How Trump’s Tariff Against Canada Could Lead To A Trade War
Earlier this week, the Trump administration announced a preliminary decision to impose a 20% tariff on Canadian softwood lumber imports. The move stems from an ongoing trade issue that dates back at least to the Reagan administration, which is poised to hurt both the US and Canadian economies if the countries can’t resolve it.
Lumber mills in Canada and the U.S. essentially have different ways of buying timber. In Canada, timber comes mostly from trees grown on government-owned lands, while U.S. lumber mills mostly buy their timber from private landowners through competitive bidding. At issue is that the US views Canada’s practice as a subsidy to its lumber industry giving it a competitive advantage over U.S. producers. And since Canada also restricts its log exports, this depresses Canadian timber prices even lower, increasing the advantage Canadian lumber has in the U.S. market.
The US has dealt with this issue for almost four decades. In the past three cases where Commerce found subsidies, Canada agreed to restrict lumber exports to settle the matter. This could happen again. Needless to say, there are no guarantees, and it will likely take a while before the latest case is resolved.
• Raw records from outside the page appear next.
Issue #3149, opened 2019-10-25
Flat XML - configure default tag names


kgronowski:
Hello,

I have a question about the flatxml format.
Is it possible to configure/customize default xml tag names that weblate should use when reading / creating new translation files as is possible using the appropriate options (root, value, key) in [Translate Toolkit](http://docs.translatehouse.org/projects/translate-toolkit/en/latest/commands/flatxml2po.html)?

Basically I would like to change FlatXML format definition from 
```
<root>
  <str key="hello_world">Hello World!</str>
  <str key="resource_key">Translated value.</str>
</root>
```
to e.g. 
```
<dictionary xmlns="urn:translate-toolkit:flat-xml-dictionary">
  <entry name="hello_world">Hello World!</entry>
  <entry name="resource_key">Translated value.</entry>
</dictionary>
```

nijel:
You currently need to define new file format in Weblate which would pass needed params. It's not possible to specify this on the UI, see https://github.com/WeblateOrg/weblate/issues/1897

kgronowski:
Thank you for your answer.
Unfortunately I'm not really familiar with Python and Django and I'm not sure how I am supposed to add new format with needed params. I assume that I should add/create something similar to what can be found in [ttkit.py](https://github.com/WeblateOrg/weblate/blob/011dd3d7201b6f13b09d65f32539d4a0e66adcbc/weblate/formats/ttkit.py) but where/how should I set my params for converter.

Btw, I'm using Docker container for Weblate.

nijel:
The easiest approach seems to be to subclass `FlatXMLFile` overriding its `__init__` and changing parameters to desired values. You can then use the newly defined class as `loader` in the Weblate format class:

https://github.com/WeblateOrg/weblate/blob/011dd3d7201b6f13b09d65f32539d4a0e66adcbc/weblate/formats/ttkit.py#L1233-L1241

nijel:
Reopening as this can now be built on top of https://github.com/WeblateOrg/weblate/pull/15416.

PR #15416, opened 2025-07-11
feat: Parameters for File formats

gersona:
@nijel I have a couple of questions from this initial work:
- [x] Should the file format addons be removed in this PR as well, or are there some steps to respect before getting rid of Addon classes, may be to allow users to remove the class from setting ?
- [x] Should the file format params fields be displayed on the discovery forms ? Or is it enough to have them on the component creation and setting forms ?
- [x] The issue mentions that "the parse method will accept these params arg". From what I understand, those params are used in the `Translation.handle_source` method and in the translate toolkit store classes (via the `dump_args` attribute). Is that correct or there are other places where they are expected ?

---------
### Screenshots
file_format_settings

### DIFF
--- a/weblate/trans/file_format_params.py
+++ b/weblate/trans/file_format_params.py
@@ -186,7 +186,7 @@ class GettextPoLineWrap(BaseFileFormatParam):
     ]
     default = 77
     help_text = gettext_lazy(
-        "By default gettext wraps lines at 77 characters and at newlines."
+        "By default gettext wraps lines at 77 characters and at newlines. "
         "With the --no-wrap parameter, wrapping is only done at newlines."
     )
 


nijel:
The current add-ons should be replaced by the new parameters. So there should be migration that would turn all existing add-ons to appropriate configuration (keep in mind project- and site-wide add-ons, which affect only components with matching file format).

I'd skip parameters in the discovery for now. The discovery should copy the parameters from the main component if the file format is the same. We might add parameters later in case demand appears.

The current add-ons only configure the serializing part, so it is okay to pass them as class attributes (for example, `dump_args` for JSON, but this differs per format).

With the new approach, we want to support parameters that alter parsing as well. To have some examples:

* Configuring custom tags in flat XML format (see https://github.com/WeblateOrg/weblate/issues/3149)
* Configuring encoding for Properties or CSV formats (this is currently done by having more formats differing just with an encoding)

To achieve this, the translate-toolkit class needs to be customized before parsing, so these parameters need to be passed to `TranslationFormat.load`.

The `Translation.handle_source` is influenced as well, because it consumes these parameters and passes them to `TranslationFormat.update_bilingual`. This is a bit of a special case because `MsgmergeAddon` will stay while `GettextCustomizeAddon` shall be migrated into file format parameters. Maybe the msgmerge setting could be exposed in the parameters while adding a note that automatic triggering is only done when the add-on is installed?

weblate/trans/format_params.py
```diff
@@ -0,0 +1,223 @@
...
+        "yaml",
+        "ryml",
+        "yml",
+        "ruby-yaml",
+    )
+
+    def get_widget_attrs(self) -> dict:
+        attrs = super().get_widget_attrs()
+        attrs["data-file-formats"] = " ".join(self.file_formats)
+        return attrs
```
nijel: Doesn't this duplicate the `fileformats` attribute?

nijel (commented):
This will need to review all `store_post_load.send` invocations, because these are used to inject add-on customization to loading. I think this trigger/signal should no longer be needed once customizing add-ons are migrated to the settings and could be removed.

weblate/trans/format_params.py
gersona: You're right, it's a duplicate

nijel:
While updating the docs for gettext PO (https://github.com/WeblateOrg/weblate/pull/15542) I've realized another thing that will need updating: describe the parameters in the file format documentation.

gersona:
@nijel Some final questions:
- should the stale addons be actually deleted as it will also cascade into deleting some AddonActivityLogs and Events ?

weblate/trans/management/commands/list_file_format_params.py
```diff
@@ -0,0 +1,74 @@
...
+            key=operator.itemgetter(0),
+        )
+
+        def max_string_length(list_of_lists):
+            return max(len(s) for sublist in list_of_lists for s in sublist)
+
+        name_width = max_string_length([row[0] for row in table])
+        formats_width = max(len(s) for r in table for s in r[1])
+        label_width = max_string_length([row[2] for row in table])
+        help_width = max(len(s) for r in table for s in r[3])
```
nijel: We're already repeating this logic three times, this adds fourth copy. https://github.com/WeblateOrg/weblate/pull/15639 factors out the table rendering into standalone function.

nijel:
Sorry I missed this question yesterday:

> should the stale addons be actually deleted as it will also cascade into deleting some AddonActivityLogs and Events ?

Yes, these should be deleted. Actually, activity was not really logged for these (`AddonEvent.EVENT_STORE_POST_LOAD` is excluded from the log because it happens too often).

docs/admin/addons.rst
```diff
@@ -1605,6 +1615,10 @@ Allows adjusting XML output behavior, for example closing tags.
 Customize YAML output
 ---------------------
 
+.. deprecated:: 5.13
+
+  :guilabel: Replaced by :ref:`file_format_params`
+
```
nijel: It was actually removed, not deprecated:

```suggestion
.. versionremoved:: 5.13 Replaced by :ref:`file_format_params`.

```

docs/formats.rst
```diff
@@ -506,3 +506,18 @@ support for it in the `translate-toolkit`_.
...
 
 .. _translate-toolkit: https://toolkit.translatehouse.org/
+
+.. _file_format_params:
+
+File format parameters
+----------------------
+
+File format parameters provide a way to configure settings related to the file format.
+They are configured at component level
```
nijel: Incomplete sentence

weblate/trans/management/commands/list_file_format_params.py
```diff
@@ -0,0 +1,74 @@
...
+                    (
+                        "",
+                        f"``{value}``".replace("\\", "\\\\"),
+                        f"  {description}".replace("\\", "\\\\"),
+                    )
+                )
+        return result
+
+    def handle(self, *args, **options) -> None:
+        """List file format parameters."""
```
nijel, line 42: Please add note about generated content here (and include it in the rst file), so that it is clear that the rst file should not be edited manually. Something like:

https://github.com/WeblateOrg/weblate/blob/bae7bfd437602955b690a53da9285f4a561e1d09/weblate/addons/management/commands/list_addons.py#L69-L71

weblate/trans/migrations/0045_component_file_format_params.py
```diff
@@ -0,0 +1,178 @@
...
+    for file_formats, params in configs["component_wide"].get(component.id, []):
+        if component.file_format in file_formats:
+            file_format_params.update(params)
+
+    return file_format_params
+
+
+class Migration(migrations.Migration):
+    dependencies = [
+        ("trans", "0044_merge_20250721_1211"),
```
nijel: As this migration is operating on add-ons, it should have a dependency on that.

weblate/trans/migrations/0045_component_file_format_params.py
```diff
@@ -0,0 +1,178 @@
...
+
+    operations = [
+        migrations.AddField(
+            model_name="component",
+            name="file_format_params",
+            field=models.JSONField(
+                blank=True, default=dict, verbose_name="File format parameters"
+            ),
+        ),
+        migrations.RunPython(migrate_addons_config, migrations.RunPython.noop),
```
nijel: Make the migration elidable when squashing them:

```suggestion
        migrations.RunPython(migrate_addons_config, migrations.RunPython.noop, elidable=True),
```

weblate/trans/file_format_params.py
```diff
@@ -0,0 +1,309 @@
...
+        (-1, gettext_lazy("No line wrapping")),
+    ]
+    default = 77
+    help_text = gettext_lazy(
+        "By default gettext wraps lines at 77 characters and at newlines."
+        "With the --no-wrap parameter, wrapping is only done at newlines."
+    )
+
+    def setup_store(self, store: TranslationFormat, **file_format_params) -> None:
+        if wrapper := cast("BasePoFormat", store).store.wrapper:
```
nijel: This mypy error should be addressed by https://github.com/WeblateOrg/weblate/pull/15763.

weblate/trans/file_format_params.py
```diff
@@ -0,0 +1,309 @@
...
+
+@register_file_format_param
+class XMLClosingTags(BaseFileFormatParam):
+    name = "xml_closing_tags"
+    label = gettext_lazy("Include closing tag for blank XML tags")
+    field_class = forms.BooleanField
+    default = True
+
+    @classproperty
+    def file_formats(self) -> list[str]:
```
nijel: Perhaps:

```suggestion
    def file_formats(self) -> Sequence[str]:
```

amCap1712:
https://github.com/WeblateOrg/weblate/blob/783a829f1aa620f0391af75ca9194155e6d688fc/weblate/addons/events.py#L15

Can be removed?

weblate/trans/file_format_params.py
gersona: oh yes, I was wondering why it failed, I didn't realize it was drawing from a different path

gersona:
> https://github.com/WeblateOrg/weblate/blob/783a829f1aa620f0391af75ca9194155e6d688fc/weblate/addons/events.py#L15
> 
> Can be removed?

or should it rather be commented out as in ?
https://github.com/WeblateOrg/weblate/blob/e6e5ee5138fb2b687004d3cd127778ca06f7bd25/weblate/trans/actions.py#L37

nijel:
Probably better to leave the comment there so that it is clear why a value is missing.

weblate/trans/file_format_params.py
nijel: Well the intention in the past was that the C implementation would eventually become the default one in translate-toolkit, and we would migrate to it. But since then we started to rely on the Python implementation in several areas, and it should be clearly declared.

weblate/static/loader-bootstrap.js
```diff
@@ -1643,4 +1643,48 @@ $(function () {
     "font-size: 20px; font-family: sans-serif",
     gettext("See https://en.wikipedia.org/wiki/Self-XSS for more information."),
   );
+
+  /* Display relevant file_format_params field in Component forms */
+  const form_auto_ids = ["id", "id_scratchcreate"];
```
amCap1712, line 1648: When you try to create a new component from scratch, the file format options fields are not displayed on the first time. The options are only displayed after you select another format.

image

(after selecting another format and then the default again)

image

amCap1712: Because `displayRelevantFileFormatParams` is only triggered on the `change` event, it should also be called after initial form setup.

amCap1712: Also, I cannot see the options to modify the params in the component settings but they are present in the html so seems like its the same issue.

weblate/formats/base.py
```diff
@@ -385,6 +387,14 @@ def __init__(
             is_template=is_template,
         )
 
+        self.post_store_load_setup(file_format_params)
```
amCap1712: A bit confused. Since the `file_format_params` is passed to `self.load` already, why is this step needed?

weblate/trans/file_format_params.py
```diff
@@ -0,0 +1,309 @@
...
+
+@register_file_format_param
+class JSONOutputSortKeys(JSONOutputCustomizationBaseParam):
+    name = "json_sort_keys"
+    label = gettext_lazy("Sort JSON keys")
+    field_class = forms.BooleanField
+    default = False
+
+    def setup_store(self, store: TranslationFormat, **file_format_params) -> None:
+        dump_args = getattr(store.store, "dump_args", {})
```
amCap1712: The default `{}` is not useful here because it is not set on `store.store` instance later. For clarity, better to default to `None` and return early if attribute is absent. Same for other params below.

nijel: It should not be absent here (the parameter should be applied only to matching formats). This was probably done to avoid type errors. The typing on file formats is a bit messy for now...

amCap1712: I see, how about using manual `cast` like in https://github.com/WeblateOrg/weblate/blob/c105c32e3ceed78c13259479e8c905ca2cf8dcf3/weblate/trans/file_format_params.py#L307

nijel: That's probably the least annoying workaround for now.

The proper solution would be to extend type annotations for `TranslationFormat` (and `TranslationUnit`) to correctly expose types of underlying objects. But that is clearly out of scope in this pull request :-).

weblate/formats/base.py
gersona: Correct, that could also go in the `load` method of `TTKitFormat` as it's mainly to configure the output behavior. Initially, the `file_format_params` was passed to `load` to provide customization for file parsing.

nijel:
Does anybody see a blocker for merging this?

@gersona Anything you still have in your mind?

@KarenKonou Can you please review the frontend code?

@amCap1712 Any additional feedback?

@orangesunny Any feedback on the documentation changes? It is rendered at https://weblate--15416.org.readthedocs.build/en/15416/, the params are documented at https://weblate--15416.org.readthedocs.build/en/15416/formats.html#file-format-params

KarenKonou (approved):
Frontend looks good to me

gersona:
@nijel I'm good, just waiting for any additional comments from reviews

nijel (approved):

orangesunny (approved):

orangesunny:
Looks fine, nice work! I only added a few spaces. :)

weblate/trans/file_format_params.py
```diff
@@ -0,0 +1,307 @@
...
+        ),
+        (
+            65535,
+            gettext_lazy("Only wrap lines at newlines (like 'xgettext --no-wrap')"),
+        ),
+        (-1, gettext_lazy("No line wrapping")),
+    ]
+    default = 77
+    help_text = gettext_lazy(
+        "By default gettext wraps lines at 77 characters and at newlines."
```
nijel:
```suggestion
        "By default gettext wraps lines at 77 characters and at newlines. "
```

nijel:
Scheduled for merge, thanks!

Every industry in the US has a right to file a case with the U.S. government to determine whether imports are being subsidized. Once that’s determined, domestic industries have a right to file a case and get an answer from the U.S. government as to whether a subsidy exists. The Department then continues its investigation to assess a final duty rate. Then an independent agency, the U.S. International Trade Commission, still has to find that the subsidized imports injured the domestic industry before duties are applied. While career civil servants conducted this investigation and the law is supposed to operate without political influence, whoever is in the White House can reasonably claim credit for what his government does.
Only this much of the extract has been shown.